YOUR ASSIGNMENT: Quote exactly and only this range of lines in the data below: the line that holds "pool := compute.GetAllocator(ctx)" to the line that holds "shows year 49704.", both included.
===== EXERCISE DATA =====
PR #136, opened 2026-05-26
fix(go): rescale scale-9 timestamps in microseconds mode (#135)

### LINKED ISSUE #135: [Go] Overflow when adbc.snowflake.sql.client_option.max_timestamp_precision = "microseconds"
Lines 514-516 of record_reader.go have
```
	if maxTimestampPrecision == Microseconds && originalArrowUnit == arrow.Nanosecond {
		return arrow.TimestampFromTime(time.UnixMicro(val.UnixMicro()), arrow.Microsecond)
	}
```
For values outside the range val.Unix() ∈ [-9.22e12, +9.22e12], this can produce an overflow. In the triggering example, the nanoseconds value was -6285681744183232512 (about 2/3 of int64.minValue) and after going through this logic produced 1506347332300000000 (same scale, wrong sign).

CurtHagenlocher:
Fixes #135.

NOTE: As per my comment in the issue, it's still not clear exactly what's going on here. The Snowflake UI shows a timestamp of `49704-03-31 14:31:40.000` for this value. I'm trying to figure out how it was created.

## Problem

When `adbc.snowflake.sql.client_option.max_timestamp_precision = "microseconds"`, a scale-9 (nanosecond) `TIMESTAMP_NTZ`/`TIMESTAMP_LTZ` value could come back with a wildly wrong date — e.g. a 2017-09-25 timestamp surfacing as year 49704.

The issue originally pointed at the `time.UnixMicro(val.UnixMicro())` overflow in `getArrowTimestampFromTime`, but that turned out to be a red herring. The two numbers in the report are the **same instant**: `1506347332300000000` µs is year 49704, and that instant's nanosecond representation overflows int64 to exactly `-6285681744183232512`. The microsecond conversion wasn't overflowing — the `val` it received was already inflated 1000×.

## Root cause

For a scale-9 column, `getArrowTimeUnit(9, Microseconds)` makes the field type `timestamp[µs]`, but the column's native wire unit is nanoseconds. The struct decoding path rescales correctly (via `time.Time`/`UnixMicro`), but the **single-`int64` fast path** used `compute.CastArray`, which *reinterprets* the raw nanosecond integer as microseconds instead of dividing by 1000:

```
int64(1506347332300000000 ns)  --cast-->  timestamp[µs] = 1506347332300000000  // year 49704
```

This only affects scale 9 + microseconds mode; every other scale/mode has matching native and field units, so the reinterpret was already correct.

## Fix

Add `castIntegerToTimestamp`, used by both non-struct paths:

- When the native unit equals the field unit (every default-mode case), reinterpret the integer as before — no behavior change.
- When they differ (ns → µs), rescale by integer division, **flooring toward negative infinity** to match the struct path's `UnixMicro` semantics (arrow's cast truncates toward zero, which would disagree by one unit for negative values carrying sub-microsecond precision).

A value of `-6285681744183232512` ns now yields `-6285681744183233` µs — no error, no overflow.

## Tests

`TestCastIntegerToTimestamp` covers:
- scale-9 microseconds rescale (the regression — year 2017, not 49704)
- default nanoseconds reinterpret (unchanged)
- timezone preservation (LTZ)
- null preservation
- negative value floors to `-6285681744183233` (not `-6285681744183232`)

`go build`, `go vet`, and the unit suite pass.

🤖 Generated with [Claude Code](https://claude.com/claude-code)

### DIFF
--- a/go/record_reader.go
+++ b/go/record_reader.go
@@ -354,7 +354,7 @@ func getTransformer(sc *arrow.Schema, ld gosnowflake.ArrowStreamLoader, useHighP
 			transformers[i] = func(ctx context.Context, a arrow.Array) (arrow.Array, error) {
 
 				if a.DataType().ID() != arrow.STRUCT {
-					return compute.CastArray(ctx, a, compute.SafeCastOptions(dt))
+					return castIntegerToTimestamp(ctx, a, dt, originalArrowUnit)
 				}
 
 				pool := compute.GetAllocator(ctx)
@@ -406,14 +406,7 @@ func getTransformer(sc *arrow.Schema, ld gosnowflake.ArrowStreamLoader, useHighP
 						tb.Append(v)
 					}
 				} else {
-					for i, t := range a.(*array.Int64).Int64Values() {
-						if a.IsNull(i) {
-							tb.AppendNull()
-							continue
-						}
-
-						tb.Append(arrow.Timestamp(t))
-					}
+					return castIntegerToTimestamp(ctx, a, dt, originalArrowUnit)
 				}
 				return tb.NewArray(), nil
 			}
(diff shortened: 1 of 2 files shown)


CurtHagenlocher:
Closing this — the corrected diagnosis is that it fixes a code path that isn't actually reached for well-formed data.

**Why the original framing was wrong.** Issue #135's symptom (microseconds mode returning a year-49704 value) turned out to be the read path *faithfully returning already-corrupt stored data*, not the read inflating a good value. The bad value originated upstream (a bad write), so reading it back — even correctly — shows year 49704.

**Why the patched path is unreachable.** This PR fixed the single-`int64` fast path's `int64(ns) → timestamp[µs]` cast, which does reinterpret rather than rescale. But a scale-9 column spans years 1–9999, which as nanoseconds is ~±2.5e20 and cannot fit in int64 (max ~9.2e18). So Snowflake must use the struct `{epoch_seconds, fraction}` encoding for scale-9 columns, and the driver's struct path already converts correctly via `getArrowTimestampFromTime`/`UnixMicro()`. `TestTimestampPrecision` corroborates this: it round-trips `0001-01-01` and `9999-12-31` at scale 9, which only the struct path can represent. The single-`int64` cast path is therefore not exercised for scale-9, which is the only scale where the microseconds option changes the unit.

In short: the microseconds option already handles real scale-9 data correctly, and the inflation reproduced here only occurs for a delivery form that doesn't happen for well-formed scale-9 data. Closing as not needed. If a future Snowflake encoding change ever delivers scale-9 as a single int64, this can be revisited as defensive hardening.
=====
RESULT FOR THIS TASK:
 				pool := compute.GetAllocator(ctx)
@@ -406,14 +406,7 @@ func getTransformer(sc *arrow.Schema, ld gosnowflake.ArrowStreamLoader, useHighP
 						tb.Append(v)
 					}
 				} else {
-					for i, t := range a.(*array.Int64).Int64Values() {
-						if a.IsNull(i) {
-							tb.AppendNull()
-							continue
-						}
-
-						tb.Append(arrow.Timestamp(t))
-					}
+					return castIntegerToTimestamp(ctx, a, dt, originalArrowUnit)
 				}
 				return tb.NewArray(), nil
 			}
(diff shortened: 1 of 2 files shown)


CurtHagenlocher:
Closing this — the corrected diagnosis is that it fixes a code path that isn't actually reached for well-formed data.

**Why the original framing was wrong.** Issue #135's symptom (microseconds mode returning a year-49704 value) turned out to be the read path *faithfully returning already-corrupt stored data*, not the read inflating a good value. The bad value originated upstream (a bad write), so reading it back — even correctly — shows year 49704.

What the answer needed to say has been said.